Lots of people seem to already have solved Stage 1 and the organizers seem to think this is trivial (based on their notebook wording), so perhaps I am missing the framing of this problem. My understanding is that our objective is to basically compute the distance function, X, as a function of the potential, Y (basically an inverse function) subject to parameters, i.e.
**X(Y ; Y1, Y2, phi, S1, S2, H, Xm) **
and we are given an example set of curves for choices of parameters and need to find curves for a different choice of parameters. But according to the physical problem Y1 and Y2 are the potentials at the two plates (separated by H), but what is with the weird shift at Y=5? At this point the PBE itself is violated as the curves are non-differentiable. Also assuming that X is non-dimensionalized by H to be between 0 and 1 why are some values larger than 1?
Any clue to what I am missing within the allowed limits would be much appreciated.
Let us try to repeat your comment and get back to you. Thank you for mentioning your observation.
The values for 0.0 up to 5.5 is for an alternate set of initial values (i.e., a different 1d problem) - so, of course the PBE behavior might be invalid if trying to plot the solution using the current initial conditions.
Hi @team , Thanks a lot for your reply.

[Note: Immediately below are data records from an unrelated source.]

PR #2209, opened 2024-02-13
[WIP] Update turbo interfaces

joshkellyjak:
## Proposed Changes
Update to the interface initialisation to enable both mixing plane and sliding interfaces within the same turbomachinery simulation. Addition of mass flow outlet to Giles BC.

## Related Work
This issue solves a problem reported by a number of users, when simulating radial turbomachinery cases a second-order accurate solution cannot be achieved in some cases when using mixing plane interfaces. This is due to circumfrential averaging in regions where the flow exhibits large circumfrential nonuniformity and/or interspace gaps between adjacent blade-rows/zones small. This issue has been reported by @LorenzoFabris, in a presentation at the SU2 Conference 2022 "Performance Analysis and Shape Optimization of a Radial Compressor with the Open-Source Software SU2" and by myself.

Mass flow outlet included in the PR as requested by users.

TBC:
-Update APU Turbocharger test case and regression test to include this feature, add diffuser and converge 2nd order.

## PR Checklist


SU2_CFD/src/solvers/CEulerSolver.cpp
```diff
@@ -6530,6 +6535,23 @@ void CEulerSolver::BC_Giles(CGeometry *geometry, CSolver **solver_container, CNu
...
+
+
+      /* --- Compute avg characteristic jump  --- */
+      if (nDim == 2){
+        c_avg[3] = -2.0*(AveragePressure[val_marker][nSpanWiseSections]-Pressure_e);
+      }
+      else
+      {
+        c_avg[4] = -2.0*(AveragePressure[val_marker][nSpanWiseSections]-Pressure_e);
+      }
```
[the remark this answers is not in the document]
joshkellyjak: Index of c_avg is associated with the type of wave and the travel direction across the boundary (downstream index 1-3, upstream index 4)

SU2_CFD/include/solvers/CEulerSolver.hpp
```diff
@@ -138,6 +138,7 @@ class CEulerSolver : public CFVMFlowSolverBase<CEulerVariable, ENUM_REGIME::COMP
   su2activematrix ExtAverageNu;
   su2activematrix ExtAverageKine;
   su2activematrix ExtAverageOmega;
+  vector<su2double> AverageMassFlowRate;
```
EvertBunschoten, line 141: Could this be an array or su2vector?

SU2_CFD/include/solvers/CEulerSolver.hpp
```diff
@@ -1191,6 +1192,15 @@ class CEulerSolver : public CFVMFlowSolverBase<CEulerVariable, ENUM_REGIME::COMP
     return AverageDensity[valMarker][valSpan];
   }
 
+  /*!
+   * \brief Provide the integral masss flow rate at the bondary of interest
+   * \param[in] val_marker - bound marker
+   * \return Value of the mass flow rate on the surface <i>val_marker</i>
+  */
+  //inline su2double GetAverageMassFlowRate(unsigned short valMarker) const final {
```
EvertBunschoten, line 1200: Don't forget to remove the commented method

SU2_CFD/include/solvers/CSolver.hpp
```diff
@@ -3799,6 +3799,13 @@ class CSolver {
    */
   inline virtual su2double GetAverageDensity(unsigned short valMarker, unsigned short valSpan) const { return 0.0; }
 
+  /*!
+   * \brief virtual member
+   * \param[in] val_marker - boundary marker
+   * \return Value of the mass flow rate on the surface <i>val_marker</i>
+  */
+  inline virtual su2double GetAverageMassFlowRate(unsigned short valMarker) const {return 0.0; }
```
EvertBunschoten, line 3807:
```suggestion
  inline virtual su2double GetTargetMassFlowRate(unsigned short valMarker) const {return 0.0; }
```

SU2_CFD/src/solvers/CEulerSolver.cpp
```diff
@@ -6407,27 +6412,15 @@ void CEulerSolver::BC_Giles(CGeometry *geometry, CSolver **solver_container, CNu
...
 
       /* --- Compute avg characteristic jump  --- */
-      if (nDim == 2){
-        c_avg[3] = -2.0*(AveragePressure[val_marker][iSpan]-Pressure_e);
-      }
-      else
-      {
-        c_avg[4] = -2.0*(AveragePressure[val_marker][iSpan]-Pressure_e);
-      }
+      c_avg[nDim + 1] = -2.0*(AveragePressure[val_marker][iSpan]-Pressure_e);
```
EvertBunschoten, line 6415:
```suggestion
      c_avg[nDim + 1] = 2.0*(Pressure_e-AveragePressure[val_marker][iSpan]);
```

SU2_CFD/src/solvers/CEulerSolver.cpp
```diff
@@ -6438,6 +6431,16 @@ void CEulerSolver::BC_Giles(CGeometry *geometry, CSolver **solver_container, CNu
 
       break;
 
+    case MASS_FLOW_OUTLET:
+      auto const MassFlowRate_e = config->GetGiles_Var1(Marker_Tag);
+      auto const relFacMassFlowRate = config->GetGiles_Var2(Marker_Tag);
+
+      Pressure_e = AveragePressure[val_marker][nSpanWiseSections]+relFacMassFlowRate*(AverageMassFlowRate[val_marker]-MassFlowRate_e);
```
EvertBunschoten, line 6438: Maybe try this in order to keep the units more consistent here.
```suggestion
      Pressure_e = AveragePressure[val_marker][nSpanWiseSections]+relFacMassFlowRate*GetFluidModel()->GetdPdrho_e()*(AverageMassFlowRate[val_marker]-MassFlowRate_e);
```

SU2_CFD/src/solvers/CEulerSolver.cpp
joshkellyjak: Is there a guideline regarding operations like this? I kept it this way as it is more consistent with the literature

SU2_CFD/include/solvers/CSolver.hpp
joshkellyjak: This isn't the target it is the calculated value, the average indicates that is the sum of all the spanwise values

EvertBunschoten:
Don't forget to update the config_template

joshkellyjak:
> Don't forget to update the config_template

Luckily (or foolishly) I never updated the config_template when I first added the option I have now removed

EvertBunschoten (approved):

Common/src/CConfig.cpp
```diff
@@ -6008,6 +6009,35 @@ void CConfig::SetMarkers(SU2_COMPONENT val_software) {
     Marker_CfgFile_MixingPlaneInterface[iMarker_CfgFile] = indexMarker;
   }
 
+  /*--- Once we have identified the MixingPlane and Turbomachinery markers
+   *    we next need to determine what type of interface between zones is
+   *    used. It is convenient to do this here as it tidies up the interface
+   *    preproccesing in CDriver ---*/
+  nTurboInterfaces = (nMarker_Turbomachinery -  1)*2; //Two markers per zone
```
jblueh, line 6016: Could you explain the logic behind calculating the sizes? Why the `- 1`? At first glance, it looks like this could be conflicting with the `nMarker_Turbomachinery*2-1` further below, but I havn't checked this in detail and it might be correct.

Common/src/CConfig.cpp
```diff
@@ -6008,6 +6009,35 @@ void CConfig::SetMarkers(SU2_COMPONENT val_software) {
...
+    /*--- Loop over all interface markers ---*/
+    for (iMarker_ZoneInterface = 0; iMarker_ZoneInterface < nMarker_ZoneInterface; iMarker_ZoneInterface++) {
+      /*--- Identify mixing plane markers ---*/
+      if (Marker_MixingPlaneInterface != nullptr){ // Necessary in cases where no mixing plane interfaces are defined
+        if (Marker_CfgFile_TagBound[iMarker_CfgFile] == Marker_MixingPlaneInterface[iMarker_ZoneInterface]) {
+          /*--- Find which list position this marker is in turbomachinery markers ---*/
+          const auto* target = std::find(&Marker_Turbomachinery[0], &Marker_Turbomachinery[nMarker_Turbomachinery*2-1], Marker_CfgFile_TagBound[iMarker_CfgFile]);
+          const auto target_index = target - Marker_Turbomachinery;
+          /*--- Assign the correct interface ---*/
+          SetKind_TurboInterface(target_index - 1, TURBO_INTERFACE_KIND::MIXING_PLANE);
```
jblueh, line 6028: Continuing the previous question, why the `- 1`?

Common/src/CConfig.cpp
```diff
@@ -6008,6 +6009,35 @@ void CConfig::SetMarkers(SU2_COMPONENT val_software) {
...
+        }
+      }
+      if (Marker_Fluid_InterfaceBound != nullptr){ // Necessary in cases where no fluid interfaces are defined
+        if (Marker_CfgFile_TagBound[iMarker_CfgFile] == Marker_Fluid_InterfaceBound[iMarker_ZoneInterface]) {
+          const auto* target = std::find(&Marker_Turbomachinery[0], &Marker_Turbomachinery[nMarker_Turbomachinery*2-1], Marker_CfgFile_TagBound[iMarker_CfgFile]);
+          const auto target_index = target - Marker_Turbomachinery;
+          SetKind_TurboInterface(target_index-1, TURBO_INTERFACE_KIND::FROZEN_ROTOR);
```
jblueh, line 6035: From investigating the `slinc_steady` test case with a debug build, there is something wrong here.

`Marker_Turbomachinery` happens to be a nullpointer, so that the results of `std::find` are nonsense and you end up with `target_index == -1` and an out-of-bounds access. Also, `nMarkerTurbomachinery == 0`, which breaks both `(nMarker_Turbomachinery - 1)*2` and `nMarker_Turbomachinery*2-1`.

Are there some checks missing? It sounds like this code should not have been executed by the test case in the first place.

jblueh (commented):
Please take another look

Common/src/CConfig.cpp
joshkellyjak: nMarker_Turbomachinery is equal to half the number of markers you specify in MARKER_TURBOMACHINERY, this is because of line 1653 in option_structure.inl

`unsigned long nVals = totalVals / mod_num;
    this->size = nVals;`

I am not sure if this is a mistake, however this is used frequently in CPhysicalGeometry for defining the TurboVertex structure and it was simpler to only modify the value here, than have to change it in many multiple more places if it is a mistake. We take off 1 and multiply by 2 as we are only interested in the markers specified in MARKER_TURBOMACHINERY which are interfaces between zones, i.e. remove the inlet and outlet. I have added a comment to make this clearer in the code.

Common/src/CConfig.cpp
joshkellyjak: Added an if to only run this code if turbomachinery markers exists, however I think the issue that is causing the address sanitizer is that a fluid interface is specified in a multizone config file for the test case `slinc_steady`, hence when it loops over the iMarker_ZoneInterface it tries to access 'Marker_Fluid_InterfaceBound[iMarker_ZoneInterface]` for a position that doesn't exist in that zone - hence why it throws the error when parsing zone 1, and not when parsing the whole config at the start of the simulation. I have replaced 'Marker_CfgFile_TagBound[iMarker_CfgFile]' with 'Marker_CfgFile_KindBC[iMarker_CfgFile]' as this may be an issue in the future.

'target_index - 1' exists as this sets the interface in the correct zone when it is read in CDriver by essentially removing the inlet from the list. It was a trade-off between doing something that looks weird here, or reformat the whole interface preprocessing. I guess you could also restrict the 'std::find' but again you would run into something that looks a bit strange, this just seems to me to be the simplest way to do it - open to any suggestions on this, I will clear it up with a comment.

There is a lot of strong assumptions here, mainly because elsewhere in the code MARKER_TURBOMACHINERY is assumed to be the flow path of the machine from inlet to outlet.

Common/src/CConfig.cpp
joshkellyjak: see below

Common/src/CConfig.cpp
joshkellyjak: Well I fixed the address sanitizer; just broke something else in doing so 😄

joshkellyjak: @jblueh Appeared to have fixed these issues, would appreciate your input

Common/include/CConfig.hpp
```diff
@@ -235,6 +235,7 @@ class CConfig {
   *Marker_MixingPlaneInterface,   /*!< \brief MixingPlane interface boundary markers. */
   *Marker_TurboBoundIn,           /*!< \brief Turbomachinery performance boundary markers. */
   *Marker_TurboBoundOut,          /*!< \brief Turbomachinery performance boundary donor markers. */
+  *Marker_Turbomachinery,         /*!< \breif Turbomachinery markers */
```
jblueh, line 238:
```suggestion
  *Marker_Turbomachinery,         /*!< \brief Turbomachinery markers */
```

Common/src/CConfig.cpp
```diff
@@ -6008,6 +6009,35 @@ void CConfig::SetMarkers(SU2_COMPONENT val_software) {
...
+  if (nMarker_Turbomachinery != 0) {
+    nTurboInterfaces = (nMarker_Turbomachinery -  1)*2; //Two markers per zone minus inlet & outlet
+    Kind_TurboInterface.resize(nTurboInterfaces);
+    /*--- Loop over all markers ---*/
+    for (iMarker_CfgFile = 0; iMarker_CfgFile < nMarker_CfgFile; iMarker_CfgFile++) {
+      /*--- Identify mixing plane markers ---*/
+      if (Marker_MixingPlaneInterface != nullptr){ // Necessary in cases where no mixing plane interfaces are defined
+        if (Marker_CfgFile_MixingPlaneInterface[iMarker_CfgFile] != 0) { //Is a mixing plane
+          /*--- Find which list position this marker is in turbomachinery markers ---*/
+          const auto* target = std::find(&Marker_Turbomachinery[0], &Marker_Turbomachinery[nMarker_Turbomachinery*2-1], Marker_CfgFile_TagBound[iMarker_CfgFile]);
```
jblueh, line 6025: I take it from the documentation of `nMarkerTurbomachinery` that it is the size of the array `Marker_Turbomachinery`. If this is true, then any memory access beyond `nMarker_Turbomachinery - 1` is illegal, and you'll want to specify `&MarkerTurbomachinery[nMarker_Turbomachinery]` as your _last_ item, i.e., the first item beyond the range to be searched.
```suggestion
          const auto* target = std::find(&Marker_Turbomachinery[0], &Marker_Turbomachinery[nMarker_Turbomachinery], Marker_CfgFile_TagBound[iMarker_CfgFile]);
```
Are you assuming to always find your marker among the turbomachinery markers? If yes, you could make the assumption visible by adding a comment and an assertion in the spirit of
```
assert(target != &Marker_Turbomachinery[nMarker_Turbomachinery]);
```
i.e. test whether the _last_ item was returned. If no, there should be a treatment for not finding the marker.

Common/src/CConfig.cpp
```diff
@@ -6008,6 +6009,35 @@ void CConfig::SetMarkers(SU2_COMPONENT val_software) {
...
+          const auto target_index = target - Marker_Turbomachinery;
+          /*--- Assign the correct interface ---*/
+          SetKind_TurboInterface(target_index - 1, TURBO_INTERFACE_KIND::MIXING_PLANE); // Need to subtract 1 from index as to not consider the inlet an interface
+        }
+      }
+      if (Marker_Fluid_InterfaceBound != nullptr){ // Necessary in cases where no fluid interfaces are defined
```
jblueh, line 6031: `Marker_Fluid_InterfaceBound` is no longer used, is this test still needed? Should it be adapted to test for `Marker_CfgFile_KindBC != nullptr` ?

Common/src/CConfig.cpp
jblueh: Maybe you can make some of the underlying assumptions visible by assertions? See a suggestion in another comment of mine. I can't judge whether the change to `Marker_CfgFile_KindBC` is the correct solution here, maybe someone else can comment?

SU2_CFD/src/drivers/CDriver.cpp
```diff
@@ -2490,14 +2490,23 @@ void CDriver::InitializeInterface(CConfig **config, CSolver***** solver, CGeomet
...
-          if (config[donor]->GetBoolMixingPlaneInterface()) {
-            interface_type = MIXING_PLANE;
-            auto nVar = solver[donor][INST_0][MESH_0][FLOW_SOL]->GetnVar();
-            interface[donor][target] = new CMixingPlaneInterface(nVar, 0);
-            if (rank == MASTER_NODE) {
-              cout << "Set mixing-plane interface from donor zone "
-                  << donor << " to target zone " << target << "." << endl;
+          /*--- Interface handling for turbomachinery applications. ---*/
+          if (config[donor]->GetBoolTurbomachinery()) {
+            auto interfaceIndex = donor+target; // Here we assume that the interfaces at each side are the same kind
```
jblueh, line 2495: Out of curiosity, why is this computation of an interface index not ambiguous? Like, donor 1 and target 4 would yield the same as donor 2 and target 3?

Common/src/CConfig.cpp
joshkellyjak: The value of `nMarkerTurbomachinery` is equal to half the size of the array `Marker_Turbomachinery`. See option_structur.inl:1652 `unsigned long nVals = totalVals / mod_num;`. I don't know why it is done like this, but this is used extensively when defining the turbovertex structure and I do not want to go through and change all this. My best guess would be when this was originally implemented it was assumed that each marker specified here will have a corresponding marker in an adjacent blade row where the turboperformance variables don't need to be evaluated again. This pops up everywhere and I think it is more convenient to follow the _convention_ here rather than undertake a much larger refactoring in the other 40 places where this value is used (at least for now). I apply the -1 as I do not want to search for the final value in the MARKER_TURBOMACHINERY array, which will be the outflow.

Common/src/CConfig.cpp
joshkellyjak: This checks to see if and fluid interfaces are specified in the config, `Marker_Fluid_IntrerfaceBound` is no longer a null pointer when specified in the config?

`addStringListOption("MARKER_FLUID_INTERFACE", nMarker_Fluid_InterfaceBound, Marker_Fluid_InterfaceBound);`

SU2_CFD/src/drivers/CDriver.cpp
joshkellyjak: Because we are making a strong assumption that MARKER_TURBOMACHINERY follows the main flow path of the machine, this is done throughout other parts of the code too. These parts as well as this index will need to be refactored to include secondary flow paths in the future.

jblueh: I see :+1:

I just want to be sure I am interpreting your reply correctly. What I’ve plotted is directly from the starter notebook combining the data in stage1_sample_input_parameterizations.csv and (which has the problem parameters that you refer to as initial conditions) and stage1_sample_submission.csv so my question relates entirely to the sample initial conditions not the current one we are supposed to solve. Are you saying that the Xi’s [i = (1,10)] in the two sample .csv files are not related? I was under the assumption that the curves in stage1_sample_submission.csv were solutions to the conditions in stage1_sample_input_parameterizations.csv subject to the PBE.
I agree that it is very confusing. It shouldn’t be this unclear. The jupyter notebook that they provided does not run as is (missing a .csv file). If we use instead the training data from
stage1_sample_submission.csv, then we see that non-differentiable behavior for that was not in the plot they had provided initially (or in any other Figure in their explanations). It is not clear if that behavior should be modeled/predicted as well.